[Task data Boundary: Start]

Issue #47, opened 2020-07-28
Implement TriAxialEllipsoid class


MarkWieczorek:
Boule currently supports biaxial ellipsoids (under the classname `Ellipsoid`) and spheres (which are a subclass of `Ellipsoid`). However, one major omission, which is important for all of the planetary moons, is the case of triaxial ellipsoids.

Though it may be difficult to implement all the features of the present ellipsoid class, there are several easy functions that would be of immediate use:

1. `radius` of the body as a function of (geocentric) latitude and longitude,
2. Ellipsoid parameters `omega`, `GM`, `a`, `b`, and `c`,
3. Some easily derived quantities, such as ellipticities, flattenings, etc.,
4. Orbital parameters of the body, such as the eccentricity, inclination, and semimajor axis,
5. The `volume` of the body,
6. The tidal potential raised by the primary (assuming the moon is in synchronous rotation), and the centrifugal potential (non-zero inclinations and eccentricies would be useful as well, but their computation are non-trivial).

Other quantities that geodecists use on Earth (like normal gravity, geodetic coordinates, etc), may take significant effort to implement, but would be of use for only a handful of experts (who might decide to implement these themselves).

At this point, given that Boule would have three types of ellipsoids, it might be useful to make some kind of factory function called `Ellipsoid` that would automatically instantiate one of the three classes based on the input parameters:
* Sphere
* BiAxialEllipsoid
* TriAxialEllipsoid

leouieda:
@MarkWieczorek we could add the class with only the geometric properties and raise `NotImplementedError` on the gravity and coordinate conversion calculations. Since use of this is a bit niche then it wouldn't be a major problem if we start without having these methods. Do you have any reference for these calculations? Having it linked here would help anyone who is picking this up.

I hadn't thought about the orbits. This might be better done in stages, with the geometric parts first and then adding orbital parameters and calculations later on. That falls way outside of my expertise. Would this be added to the biaxial ellipsoid and sphere as well?

We can tackled the factory function after the class is available and we can see what limitations might come up.

MarkWieczorek:
The basic geometric properties are found here:

https://en.wikipedia.org/wiki/Ellipsoid

The article notes that

> For geodesy, geodetic latitude, the angle between the vertical and the equatorial plane, is most commonly used. Geodetic latitude is not defined for a general ellipsoid because it depends upon longitude.

So this simplifies our lives.

As for the orbital parameters: The initial step would be just to add them to a dictionary or as an attribute.

[...]

PR #72, opened 2020-11-10
Add TriaxialEllipsoid class with geometric parameters

dabiged:
Skeleton class for a Triaxial Ellipsoid. I have implemented the basic framework and a number of properties from Issue #47 . 
More advanced methods raise a NotImplementedError. 
I have taken formula from wikipedia and this paper: https://www.sciencedirect.com/science/article/abs/pii/S0019103584711183?via%3Dihub

ToDo:
 - [x] Internal Doctests using a generic watermelon triaxial ellipsoid.
 - [x] Test within the class that semimajor > semimedium > semiminor.
 - [x] Tests to the test directory.
 - [x] realization of a triaxial ellipsoid (Vesta / Eros?)
 - [ ] Examples to the gallery

Submitting this Pull request early to get feedback. 

- Should the class be called Tri**A**xialEllipsoid or Tri**a**xialEllipsoid
- Is the current watermelon example suitable?

**Reminders**:


dabiged:
I would love some feedback on this before I go much further.
Implementing things like a radius method, or anything more advanced seems to require 
elliptic integrals which I do not feel comfortable doing.

boule/triaxialellipsoid.py
```diff
@@ -0,0 +1,254 @@
...
+    def volume(self):
+        """
+        The volume of a triaxial ellipsoid :math: `V = /frac{4}{3} pi a b c ` [meters^3]
+        """
+        return (
+            4
+            * np.pi
+            / 3
+            * (self.semimajor_axis * self.semimedium_axis * self.semiminor_axis)
+        )
```
santisoler, line 213: Nice! If we add this method on `TriaxialEllipsoid` we should do the same on `Ellipsoid` and `Sphere`, but that's for a separate PR.

boule/triaxialellipsoid.py
```diff
@@ -0,0 +1,254 @@
...
+    @property
+    def gravity_pole(self):
+        "The norm of the gravity vector on the ellipsoid at the poles [m/s²]"
+        raise NotImplementedError
+
+    def radius(self, latitude, longitude):
+        r"""
+        Return the radius of the Triaxial Ellipsoid at the given latitude and longitude [metres]
+        """
+        raise NotImplementedError
```
santisoler, line 224: We don't need to define a `radius` for the `TriaxialEllipsoid`. The `radius` is only suited for the `Sphere`.
```suggestion
```

santisoler (changes requested):
Hi @dabiged! I'm really happy to see an open PR for Triaxial Ellipsoids.

I don't have too much knowledge on this type of ellipsoids, maybe @MarkWieczorek can give a higher quality review. Nevertheless I'll leave some inline comments (probably more related to code than to the underlying math).

santisoler:
I'm wondering if we can benefit from creating some inheritance, I mean make `Ellipsoid` a subclass of `TriaxialEllipsoid`. Even though from a mathematic perspective is true (any biaxial ellipsoid is a triaxial ellipsoid with one pair of axis of equal lenght), maybe it could not bring any advantage from a code design perspective.

cc @leouieda

boule/triaxialellipsoid.py
dabiged: I have added this as issue #75 so I don't forget!

boule/triaxialellipsoid.py
dabiged: This method was mentioned in the feature request. 

I assumed this was a vector running from the centre of the ellipsoid (aka the origin [is it called the geocentric location??]) to a point on the surface at a given latitude and longitude. 
For a sphere this is a constant.
For a biaxial ellipsoid this maps to an ellipse along lines of longitude and a constant on lines of latitude.
For a triaxial ellipsoid I think it is this value (source: wikipedia page on ellipsoids).

image

Should this method be called something else?

boule/triaxialellipsoid.py
```diff
@@ -0,0 +1,254 @@
...
+        Check if semimajor axis is the largest of the 3 axes.
+        """
+        if self.semiminor_axis > value:
+            raise ValueError(
+                f"Invalid semi-minor / semi-major axis combination.                The semimajor axis must be larger than the semi-medium axis.                Semi-major axis was '{value}' and the semi-minor axis was '{self.semiminor_axis}'"
+            )
+        if self.semimedium_axis > value:
+            raise ValueError(
+                f"Invalid semi-medium / semi-major axis combination.                 The semimajor axis must be larger than the semi-medium axis.                 Semi-major axis was '{value}' and the semi-medium axis was '{self.semimedium_axis}'"
+            )
```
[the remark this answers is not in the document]
dabiged: This is my first time using the `attr` toolset. I have no idea how to write this at the attr documentation seems quite sparse. Can you give me any idea where to start?

leouieda:
@santisoler @dabiged this is bringing up some interesting flaws in our current design. I’m usually hesitant to add a lot of inheritance. It’s rarely a good solution in my experience. Instead, see #76 for a proposal to have a single class. I think this would fix a lot of issues with methods taking unused arguments.

boule/triaxialellipsoid.py
leouieda: This is akin to the `geocentric_radius’s of `Ellipsoid` https://www.fatiando.org/boule/dev/api/generated/boule.Ellipsoid.html#boule.Ellipsoid.geocentric_radius

santisoler: Sorry for the misunderstanding: I though you were trying to implement a not implemented method in replacement of the `radius` attribute of the `Sphere`.
Now that I know what you meant by `radius`, I completely agree that the class should have this method.
Nevertheless, `radius` is a very misleading name. The `Ellipsoid` class has a [`geocentric_radius`](https://www.fatiando.org/boule/latest/api/generated/boule.Ellipsoid.html#boule.Ellipsoid.geocentric_radius) method which returns the quantity you describe. That name explicitly says that we are about to return the norm of the _radius_ vector to the surface of the ellipsoid measured from a geocentric coordinate system, so the origin is at the center of the ellipsoid.

In the `TriaxialEllipsoid`, the `geocentric_radius` should get the `longitude` and the `latitude`, as you already did. But, remember that on every Fatiando library we keep the following order for coordinates: `longitude`, `latitude`, `height`, ... or `easting`, `northing`, `height`, ..., except of very special cases where the reason is well documented.

So feel free to ignore this suggestion and please implement the `geocentric_radius` as you described.

MarkWieczorek:
I am ok with `geocentric_radius`, but at the same time, in spherical coordinates (r, theta, phi), r is "radius". Maybe geodesists aren't used to working with spherical coordinates, so having this be explicit is ok.

boule/triaxialellipsoid.py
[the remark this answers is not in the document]
santisoler: We could add a new `semimedium_axis` validator that checks the `semimedium_axis` against the other two. Something like:
```python
    @semimedium_axis.validator
    def _check_valid_axes(self, semimedium_axis, value):
        # Check if semimajor axis is the largest of the 3 axes.
        if self.semiminor_axis > value or value > self.semimajor_axis:
            raise ValueError("Invalid set of axes: ....")
```
This way we can have a single `ValueError` for any possible combination of invalid set of axes.
Although it's weird to have a `semimedium_axis.validator` decorator for a method that checks the entire set of axes, I couldn't came out with a better solution.

cc @leouieda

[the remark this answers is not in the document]
santisoler: We could also add another validator that raise warning if `semimedium_axis` is equal to `semiminor_axis` or equal to `semimajor_axis` and instruct people to use the `Ellipsoid` class instead.

boule/triaxialellipsoid.py
dabiged: Thanks for clearing up the misunderstanding there.
I was completely wrong and didn't see geocentric_radius method.

I have removed the radius method from the latest commit.

leouieda:
Alright, I finished the few things left over from this PR. Removed all of the not implemented methods instead to simplify things. We can add them later when we have the need for such calculations.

[Task data Boundary: End]

Scan the records above for the word "equal". Show each line in which it appears.

I'm wondering if we can benefit from creating some inheritance, I mean make `Ellipsoid` a subclass of `TriaxialEllipsoid`. Even though from a mathematic perspective is true (any biaxial ellipsoid is a triaxial ellipsoid with one pair of axis of equal lenght), maybe it could not bring any advantage from a code design perspective.
santisoler: We could also add another validator that raise warning if `semimedium_axis` is equal to `semiminor_axis` or equal to `semimajor_axis` and instruct people to use the `Ellipsoid` class instead.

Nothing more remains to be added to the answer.